Next, on the surface of the magnetic metal material 31 that does not include the relatively flat crack 33 in the vicinity of the crack 33 of the magnetic metal material 31, the test coil 25 is intentionally given a lift amount H _n , and a magnetic flux is applied to the test coil 25. It is generated, determining the leakage flux output value in each of the floating amount H _n.

In the leakage magnetic flux output value obtained above, the leakage magnetic flux output value generated when the test coil 25 is brought into close contact with the surface of the magnetic metal material 31 and the floating amount H ₀ is defined as a leakage magnetic flux output ratio of 100%. leakage flux output value produced when having a quantity H _n expressed as leakage flux output ratio (%), to create a calibration curve of the lift amount H _n leakage flux output ratio (S69).

Finally, the calibration curve prepared in S69, obtains a leakage flux output ratio against the floating amount H _n determined at S60, by multiplying the leakage flux output ratio in Virtual Crack裂深is determined in S68, obtains Finish the crack depth (S70).

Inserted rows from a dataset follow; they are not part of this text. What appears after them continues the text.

PR #226, opened 2016-04-27
Dropdown without jQuery

levithomason:
# Hey...

This is an interim PR.  There are todos, comments, missing features, and ugly things.  There shouldn't be any bugs or cruft, though.

The rewrite thus far is >600 lines in the Dropdown and >700 lines in Dropdown tests.  I want to get some eyes and feedback on the functionality and approach thus far before cleaning up and abstracting things.

The `multiple` feature will be added in the next Dropdown PR.
## Areas of concern

These are the areas to watch and comment on.  These are some known ugly parts.  They've been added as TODOs to the main PR #206.
### Events

We have two event systems at play, React synthetic events and real DOM events.  You'll see lots of `document.add/removeEventListener` calls.  This is necessary for keyboard and mouse events that are dispatched on the document.  Example, clicking outside the dropdown or pressing escape to close an open dropdown.  Ideally, we'll write a clean abstraction for handling these.  Considering that we need to:
- prevent duplicate handlers
- cleanup all events on unmount
- provide once() functionality
- add/remove events at any time (not just lifecycle methods)
### Debug / Logging

Currently, nearly every method has a `console.debug()` when called and a `console.log()` for any relevant debugging data.  This would be pulled into an actual debug util.  Consider:
- [debug](https://www.npmjs.com/package/debug) module
- removal in production code
- runtime flag to enable/disable by module
### Spreading Consumer Props

Stardust components should spread the consumer's props.  We've experimented with a couple patterns for doing this effectively, though they each beak down.  Consider:
- every prop not defined in propTypes (public interface) is a consumer prop
- propTypes may be stripped from production code in the future
- using `...props` in `render()` isn't sufficient when breaking down many render methods

If it weren't for stripping propTypes in production we may be able to naively:

``` js
const getConsumerProps = (self) => _.omit(self.props, _.keys(self.constructor.propTypes))
```


docs/app/Examples/modules/Dropdown/Content/AsyncOptions.js
```diff
@@ -25,22 +28,31 @@ export default class DropdownAsyncOptions extends Component {
...
           onChange={this.handleChange}
+          disabled={isFetching}
+          loading={isFetching}
         />
+        <p>
+          <label>
+            <input type='checkbox' value={search} onChange={this.toggleSearch} />
+            {' '}Search
+          </label>
+        </p>
```
levithomason, line 55: The docs are getting an overhaul to better demonstrate the v1.0 component APIs.  Take this example with a grain of salt.  It is here only to show that the Dropdown works as expected.

docs/app/Examples/modules/Dropdown/Types/Dropdown.js
```diff
@@ -1,31 +0,0 @@
...
-            <Dropdown.Item text='Google Drive' />
-            <Dropdown.Item text='Dropbox' />
-            <Dropdown.Item text='Adobe Creative Cloud' />
-            <Dropdown.Item text='Private FTP' />
-            <Dropdown.Item text='Another Service...' />
-          </Dropdown.Menu>
-        </Dropdown.Item>
-        {/* item text can also be defined as children */}
-        <Dropdown.Item>E-mail Collaborators</Dropdown.Item>
-      </Dropdown>
```
levithomason, line 28: We are not going to ship v1.0 with support for building custom Dropdown components in this way.  There is work yet to be done in the way of handling the `options` prop in conjunction with `Dropdown.Item` children.  Especially when it comes to nested menus and searching features.

Currently, we only support the `options` prop which gives a SSOT and makes searching a breeze.

docs/app/Examples/modules/Dropdown/Types/Types.js
```diff
@@ -1,23 +0,0 @@
...
-          title='Dropdown'
-          description='A dropdown'
-          examplePath='modules/Dropdown/Types/Dropdown'
-        >
-          <Message>
-            Dropdown <code>children</code> are automatically wrapped in a
-            {' '}<code>{`<Dropdown.Menu />`}</code> for convenience.
-          </Message>
-        </ComponentExample>
-      </ExampleSection>
```
levithomason, line 20: Related custom dropdown doc component.

package.json
```diff
@@ -43,6 +43,7 @@
   "dependencies": {
     "bluebird": "^3.3.4",
     "classnames": "^2.1.5",
+    "keyboardevent-key-polyfill": "github:technologyadvice/keyboardevent-key-polyfill#0eb142e8d6845a90f23d21b468a3c8c8162b5a25",
```
levithomason, line 46: With every other event property you're used to using having been deprecated:

image

...and their successor property [`key`](https://developer.mozilla.org/en-US/docs/Web/API/KeyboardEvent/key) being only in working draft status with limited support:

image

We are using a polyfill to ensure the `key` property is available on all keyboard events.  That said, this polyfill was missing the space key so we forked and updated.  Just [waiting on a release](https://github.com/cvan/keyboardevent-key-polyfill/issues/10) so we can go back to the official module.

src/index.js
```diff
@@ -1,5 +1,8 @@
+import keyboardeventKeyPolyfill from 'keyboardevent-key-polyfill'
 import { deprecateComponent } from './utils/deprecate'
 
+keyboardeventKeyPolyfill.polyfill()
```
levithomason, line 4: Considering the other comment surrounding babel-polyfill, I could see pulling the functionality of this polyfill into a util instead so that we're not touching the global namespace.  This polyfill of course [tampers with the KeyboardEvent.prototype](https://github.com/cvan/keyboardevent-key-polyfill/blob/master/index.js#L109).

docs/app/Examples/modules/Dropdown/States/Disabled.js
```diff
@@ -4,7 +4,7 @@ import { Dropdown } from 'stardust'
 export default class DropdownDisabledExample extends Component {
   render() {
     return (
-      <Dropdown className='disabled' text='Dropdown'>
+      <Dropdown className='disabled' text='Dropdown' options={[]}>
```
levithomason: Options are required.

src/modules/Dropdown/Dropdown.js
```diff
@@ -82,121 +66,611 @@ export default class Dropdown extends Component {
...
+    this.scrollSelectedItemIntoView()
+  }
+
+  // ----------------------------------------
+  // Behavior
+  // ----------------------------------------
+
+  scrollSelectedItemIntoView = () => {
+    const menu = document.querySelector('.ui.dropdown .menu.visible')
+    const item = document.querySelector('.ui.dropdown .menu.visible .item.selected')
```
levithomason: This won't work with multiple dropdowns on the page, consider using refs instead.

docs/app/Examples/modules/Dropdown/States/Disabled.js
ghost: I'm sure there's a good reason for this, but in a few words what is it?

levithomason: options are now required.  we dropped support for "dropdown file menu" type dropdowns for now. so every dropdown is a select style dropdown.

ghost: Rewording. It seems unexpected would we _require_ options. Shouldn't options be optional? If this is temporary no biggie. But it caught me off-guard.

src/index.js
ghost, line 4: Tamping is how Prototype got the job done! :trollface:

src/modules/Dropdown/Dropdown.js
```diff
@@ -82,121 +66,591 @@ export default class Dropdown extends Component {
...
+
+    /** Make the dropdown options searchable. */
+    search: PropTypes.bool,
+
+    /** The text displayed in the dropdown, usually for the active item. */
+    text: PropTypes.string,
 
-  static defaultProps = {
-    icon: 'dropdown',
+    // TODO 'searchInMenu' or 'search='in menu' or ???  How to handle this markup and functionality?
```
ghost, line 140: Just confirming we want this TODO in here.

src/modules/Dropdown/Dropdown.js
```diff
@@ -82,121 +66,591 @@ export default class Dropdown extends Component {
...
+    if (nextProps.value !== this.state.value) {
+      this.setValue(nextProps.value)
+    }
+  }
+
+  componentDidUpdate(prevProps, prevState) { // eslint-disable-line complexity
+    // console.debug('Dropdown.componentDidUpdate()')
+    // console.log('changed state:', _.transform(this.state, (res, val, key) => {
+    //   if (val !== prevState[key]) res[key] = val
+    // }, {}))
```
ghost, line 200: Also, should we pull out this commented out code, or is this addressed in one of the related PRs?

src/modules/Dropdown/Dropdown.js
```diff
@@ -82,121 +66,591 @@ export default class Dropdown extends Component {
...
+        e.preventDefault()
+        this.moveSelectionBy(1)
+        break
+      case 'ArrowUp':
+        e.preventDefault()
+        this.moveSelectionBy(-1)
+        break
+      default:
+        break
     }
```
ghost, line 277: Keyboard accessible drop-downs! Huzzah

ghost:
Lots of code in here, but I passed over and nothing other than the required `options` attribute stood out at me. Sweet looking tests! 🍶

src/index.js
levithomason, line 4: I'm not sure what my resolve on this is yet.  The polyfill does a good job of checking to see if it needs to be applied before running.  At the same time, any consumer who uses stardust is going to have their KeyboardEvent.prototype polyfilled underneath them.  That feels like a bad move.

The util would essentially be exactly what the polyfill is, a match from `keyCode` / `which` values to `key` values.  Just in a function instead of on the proto.

After talking through this, I'm leaning heavily toward util actually.  Will add a TODO to the main PR #206.

docs/app/Examples/modules/Dropdown/States/Disabled.js
levithomason: These are equivalent to `<select />` options.  I can see the argument in either case though.  I'll make them optional and provide a default empty array instead.

src/modules/Dropdown/Dropdown.js
levithomason, line 140: aye, thanks. this is a reminder to handle the [search in menu](http://semantic-ui.com/modules/dropdown.html#search-in-menu) dropdown.

src/modules/Dropdown/Dropdown.js
levithomason, line 200: Yep, from the description:

> ### Areas of concern
> 
> These are the areas to watch and comment on. These are some known ugly parts. They've been added as TODOs to the main PR #206.
> 
> ### Debug / Logging
> 
> Currently, nearly every method has a console.debug() when called and a console.log() for any relevant debugging data. This would be pulled into an actual debug util. Consider:
> - debug module
> - removal in production code
> - runtime flag to enable/disable by module
>   ...

PR #1273, opened 2017-02-02
fix(Portal): fix several event related behaviors

### LINKED ISSUE #1076: Popup doesn't work with modal
The popup appears, but under the modal. Give it a try. Not really sure if this is React specific or CSS. Apologies if it's the latter.

### LINKED ISSUE #1251: Bug(Popup): Clicking on another Popup's trigger doesn't close open Popups.
### Steps
1. Open an on="click" popup
2. Click on another trigger for a different on="click" popup while the first is still open
### Expected Result
The first Popup should close and the second should open

### Actual Result
Both Popups stay open.

### Version
0.64.4
### Testcase
Here's an example:
http://codepen.io/anon/pen/XpVqKq

It happens on the doc page as well:

screen shot 2017-01-30 at 9 53 14 am

### LINKED ISSUE #1271: fix(Portal): focus is stolen when clicking away to close
Introduced in #1154, the Portal steals focus from other controls on close.

### Steps
1. Create a popup that opens on click
1. Click the trigger to open the popup
1. Click an input element outside of the popup to focus it

### Expected Result
The popup should close and the input should receive focus.

### Actual Result
The popup closes, but the popup's trigger steals focus from the input.

### Version
0.64.5

### Testcase
http://codepen.io/levithomason/pen/MJVoQY

levithomason:
Fixes #1271 Do not steal focus on portal close
Fixes #1251 Do not stop propagation of events
Fixes #1076 Popups in Modals open in the correct position

This PR also:
- fixes the `mountNode=null` bug in for the Modal
- adds Modal prop `closeOnDimmerClick`
- keeps a Portal open when blurring the trigger and focusing the Portal

### DIFF
--- a/docs/app/Examples/modules/Dimmer/States/DimmerExampleActive.js
+++ b/docs/app/Examples/modules/Dimmer/States/DimmerExampleActive.js
@@ -1,15 +1,15 @@
 import React from 'react'
-import { Dimmer, Segment } from 'semantic-ui-react'
+import { Dimmer, Image, Segment } from 'semantic-ui-react'
 
 const DimmerExampleActive = () => (
   <Segment>
     <Dimmer active />
 
     <p>
-      <img src='http://semantic-ui.com/images/wireframe/short-paragraph.png' />
+      <Image src='/assets/images/wireframe/short-paragraph.png' />
     </p>
     <p>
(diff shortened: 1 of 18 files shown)


levithomason:

PR #1274, opened 2017-02-02
fix(Modal): add missing typings

levithomason:
Typings updates weren't pushed before merging #1273


levithomason:

PR #1279, opened 2017-02-03
fix(Dropdown): fix arrow keys after no results

### LINKED ISSUE #1275: bug(Dropdown): Arrow keys are not working after `No results found.`
### Steps
1. Go to [search-selection dropdown](http://react.semantic-ui.com/modules/dropdown#search-selection)
2. Type something (e.g. `af`)
3. If you will use arrow up and down keys, everything is working as expected
3. Add one letter to search field, so there will be no results (`afs`)
4. Remove this letter (`af`)
5. Arrow keys are not working anymore (`Uncaught TypeError: Cannot read property 'disabled' of undefined`)

levithomason:
Fixes #1275

The Dropdown attempts to set the `selectedIndex` (highlighted item) to `undefined` after encountering the "No results." message.

This PR resets the `selectedIndex` to `0` after every search change.  This is inline with SUI core and was our original intention for this component.

### DIFF
--- a/src/modules/Dropdown/Dropdown.js
+++ b/src/modules/Dropdown/Dropdown.js
@@ -709,7 +709,7 @@ export default class Dropdown extends Component {
     if (search && newQuery && !open) this.open()
 
     this.setState({
-      selectedIndex: this.getEnabledIndices()[0],
+      selectedIndex: 0,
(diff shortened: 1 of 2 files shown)


levithomason:

Issue #1144, opened 2017-01-10
feat(Accordion): support Title 'as' prop in dynamic accordion titles


uc2pac:
There is only one way to create dynamic panels for accordion. 

`const panels = () => {
    title: string,
    content: custom
}`

There are cases when we need to create accordion titles with different components inside. For example some labels on the right. But since dynamic title can be only string there is no way to achieve that.

Can you please allow custom type or a way to use 'as' prop for dynamic titles?

levithomason:
Indeed, the TODO [here](https://github.com/Semantic-Org/Semantic-UI-React/blob/master/src/modules/Accordion/Accordion.js#L67) would allow this.  The panel should be a component, then, it can be defined using shorthand like all our other components.  This would allow the `title` prop to be a number, string, props object, or another element.

We can also take a short term PR that just updates the type check for this prop.  Note that you can pass an element currently and it will work, you will just see an overzealous prop warning in development mode :/

rkostrzewski:
I'm happy to implement the TODO for Accordion component (`* TODO: AccordionPanel should be a sub-component`) but I'm unsure whether I understand correctly what is meant by this. Should it look like this? (I guess there would be no need for `<Accordion panels={...}` then)

```
<Accordion>
  <Accordion.Panel>
    <Accordion.Title>
       <Icon name='dropdown' />
       What is a dog?
    </Accordion.Title>
    <Accordion.Content>
       <p>
         A dog is a type of domesticated animal. Known for its loyalty and faithfulness,
         {' '}it can be found as a welcome guest in many households across the world.
       </p>
    </Accordion.Content>
  </Accordion.Panel>
  ...
</Accordion>
```

levithomason:
@rkostrzewski The goal is to keep both.  You can reference other components like the Message, Menu, and Header to see how subcomponents and children relate to shorthand props.

levithomason:
Released in `semantic-ui-react@0.66.0`.

PR #1281, opened 2017-02-04
feat(Accordion): support panel's title as custom element #1144

rkostrzewski:
Short term fix for #1144

I've also added custom key to panels object named `key` because React is throwing errors when using own components as title or content. Using `panel.title` as source of component key at ``<AccordionTitle key={`${panel.title}-title`} active={isActive} onClick={onClick}>`` obviously does not work in such scenario as `panel.title` becomes `[Object object]` when cast to string.


src/modules/Accordion/Accordion.js
```diff
@@ -63,14 +63,16 @@ export default class Accordion extends Component {
...
      * Mutually exclusive with children.
      * TODO: AccordionPanel should be a sub-component
      */
     panels: customPropTypes.every([
       customPropTypes.disallow(['children']),
       PropTypes.arrayOf(PropTypes.shape({
+        key: PropTypes.string,
         active: PropTypes.bool,
-        title: PropTypes.string,
+        title: customPropTypes.contentShorthand,
```
levithomason, line 66: If this prop is changed to shorthand, which we'd love, then its value should be passed to:

```jsx
AccordionTitle.create(title)
```

The `create()` method needs to be added to the title and content components to support this.  You can reference other simple components with shorthand prop for subcomponents and children, such us, the Header.  The Card is a good example of a component that has many levels of children.

levithomason (changes requested):
The

src/modules/Accordion/Accordion.js
rkostrzewski: Thanks - I didn't quite get that from contributing guidelines.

  According to the flowchart of FIG. 15, a test piece is manufactured for a magnetic metal material, where the test coil is lifted up and cannot be in close contact with the magnetic metal material, and the material constant (conductivity / permeability) is known. In addition, it is possible to avoid deterioration of the inspection accuracy when performing the inspection, and by directly calculating the signal level of the virtual crack depth signal equivalent to the signal level of the actual measurement signal from the crack using an electromagnetic analyzer. The crack depth can be accurately inspected.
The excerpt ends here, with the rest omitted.